Yes me too! If you drag your kids to school thay often just go out the back way ! It can have consequences that don't bear thinking about to force children into school.
I think it depends. Specifically, on the finer details of the child/parent combo in question.
My younger sister was a school refuser. An Ed.psych would come everyday and there was no dragging involved, just a steely will to get her out of the door, into the unit, and a year later back at school.
She went on to get a degree, a masters and a PHD in a hard science. She is now an extremely resilient and effective top manager in a male dominated field. None of which your average person (including us) would have predicted based on the teenager she was back then.
Left to my mother's devices, she would be lucky if she had ended up with a half arsed, unaccredited qualification in dried flower arranging and a part time "work from my mother's home" job that barely kept her head above water.
I HE. But the thought of my mother having been left to HE my then school refusing teenage sister as an alternative to getting her back into mainstream ed, makes my blood run cold. Not so much at the lost sparkling qualifications and glittering career. There's more than one way to skin the cat called life.

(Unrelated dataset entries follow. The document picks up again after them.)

PR #536, opened 2019-08-27
Milestone-1 TCP-Transport. 

ayuryshev:
Excluding the last task defined  in https://github.com/skycoin/skywire/issues/501 - everything is completed.
It was already done by most part a long time before.
The most hard part is in the last task.


pkg/snet/network.go
```diff
@@ -39,16 +40,22 @@ type Config struct {
 
 	DmsgDiscAddr string
 	DmsgMinSrvs  int
+
+	LocalTCPAddress string
```
evanlinjin: Rename to `TCPLocalAddr`

pkg/snet/network.go
```diff
@@ -39,16 +40,22 @@ type Config struct {
...
+	PubKeyFile      string
```
evanlinjin: Rename to `TCPPubKeyFile`

pkg/snet/network.go
```diff
@@ -26,6 +26,7 @@ const (
 // Network types.
 const (
 	DmsgType = "dmsg"
+	TCPType  = "tcptr"
```
evanlinjin: Should be `tcp`

pkg/snet/network.go
```diff
@@ -118,9 +133,33 @@ func (n *Network) Listen(network string, port uint16) (*Listener, error) {
...
+				network:  TCPType,
+			}, nil
+		}
 	default:
 		return nil, ErrUnknownNetwork
 	}
+	return nil, nil
+}
+
+func (n *Network) TCP() *TCPFactory {
```
evanlinjin: Put this on line `107` to keep things orderly.

pkg/snet/tcp_transport.go
```diff
@@ -1,9 +1,12 @@
-package transport
+// +build !no_ci
```
evanlinjin: Rename file to `tcp.go`. `Transport` is no longer an interface, but something that wraps `net.Conn`.

pkg/snet/tcp_transport.go
```diff
@@ -101,35 +119,52 @@ func (tr *TCPTransport) Type() string {
...
+func (t *memPKTable) RemoteAddr(remotePK cipher.PubKey) string {
 	return t.entries[remotePK]
 }
 
-func (t *inMemoryPKTable) RemotePK(remoteIP net.IP) cipher.PubKey {
-	for pk, addr := range t.entries {
-		if addr.IP.String() == remoteIP.String() {
-			return pk
-		}
+func (t *memPKTable) RemotePK(address string) cipher.PubKey {
```
evanlinjin: Have this return `(cipher.PubKey, bool)`

pkg/snet/tcp_transport.go
```diff
@@ -74,7 +92,7 @@ func (f *TCPFactory) Local() cipher.PubKey {
 
 // Type returns the Transport type.
 func (f *TCPFactory) Type() string {
-	return "tcp"
+	return "tcp-transport"
```
evanlinjin: `"tcp"` is fine. Better to use the defined constant though.

pkg/snet/tcp_transport.go
evanlinjin: I think it is best to put this in a separate package `/pkg/snet/stcp`.

pkg/snet/tcp_transport.go
```diff
@@ -101,35 +119,52 @@ func (tr *TCPTransport) Type() string {
 
 // PubKeyTable provides translation between remote PubKey and TCPAddr.
 type PubKeyTable interface {
-	RemoteAddr(remotePK cipher.PubKey) *net.TCPAddr
-	RemotePK(remoteIP net.IP) cipher.PubKey
+	RemoteAddr(remotePK cipher.PubKey) string
```
evanlinjin: Why have we decided to use `string` instead of `net.TCPAddr`?

pkg/snet/tcp_transport.go
```diff
@@ -101,35 +119,52 @@ func (tr *TCPTransport) Type() string {
...
+}
+
+type memPKTable struct {
+	entries map[cipher.PubKey]string
+	reverse map[string]cipher.PubKey
 }
 
-type inMemoryPKTable struct {
-	entries map[cipher.PubKey]*net.TCPAddr
+func memoryPubKeyTable(entries map[cipher.PubKey]string) *memPKTable {
```
evanlinjin: Rename to `makeMemPKTable` to be consistent.

pkg/snet/tcp_transport.go
```diff
@@ -101,35 +119,52 @@ func (tr *TCPTransport) Type() string {
...
+	reverse := make(map[string]cipher.PubKey)
+	for k, v := range entries {
+		addr, err := net.ResolveTCPAddr("tcp", v)
+		if err != nil {
+			panic("error in resolving address")
+		}
+		reverse[addr.IP.String()] = k
```
evanlinjin: Why are we using purely IP? Can we just use tcp address with `host:port`?

pkg/snet/tcp_transport.go
```diff
@@ -101,35 +119,52 @@ func (tr *TCPTransport) Type() string {
...
+	}
+	return &memPKTable{entries, reverse}
 }
 
-// InMemoryPubKeyTable returns in memory implementation of the PubKeyTable.
-func InMemoryPubKeyTable(entries map[cipher.PubKey]*net.TCPAddr) PubKeyTable {
-	return &inMemoryPKTable{entries}
+// MemoryPubKeyTable returns in memory implementation of the PubKeyTable.
+func MemoryPubKeyTable(entries map[cipher.PubKey]string) PubKeyTable {
```
evanlinjin: `MakeMemoryPubKeyTable`

evanlinjin (changes requested):

pkg/snet/tcp_transport.go
ayuryshev: It was my first thought too.
But then I remembered/encountered that for dialling side an ephemereal port is assigned. 
In the case when N nodes are dialling to single node that accepts connections - all diallers will have different ephemereal port.
So PK<==>IP  is simplest (and maybe the only practical) decision.

pkg/snet/tcp_transport.go
ayuryshev: Renamed.
About separate package: `net` from stdlib uses only one nesting level and covers all types of TCP/IP. I propose to stick with this example.

pkg/snet/tcp_transport.go
ayuryshev: No reason :)
I just forgot to change signature after merge from mainnet
Although reasons for using address in string forms exists. 
Take a look how  became:
```golang
func (t *memPKTable) RemoteAddr(remotePK cipher.PubKey) *net.TCPAddr {
	rAddr, _ := net.ResolveTCPAddr("tcp", t.entries[remotePK]) // nolint: errcheck
	return rAddr
}
```

pkg/snet/tcp_transport.go
ayuryshev: OK

ayuryshev:
Fixes requested by Evan - done.
Linter errors and failed tests that were before this PR remains the same.

ayuryshev:
Remerged with mainnet-milestone-1. Fixed tests for tcp-transport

But at the limitations that solution would have placed on her emotionally, mentally and opportunity-wise.
If I could track down that ed.psyche (who I thought was so cruel at the time), I'd plant (potentially unappreciated) kisses all over her face.
I don't know what the solution is for Rocco's alleged school refusing, I don't know him, I don't know his parents and even if I did... I still might not know what was best for that specific kid, cos at the time I thought the ed psych was going about everything entirely the wrong way with my littler sister.
But I was wrong.
I think what will work and what will work out best, really will depend on the unique nature of the specific people-equation in hand.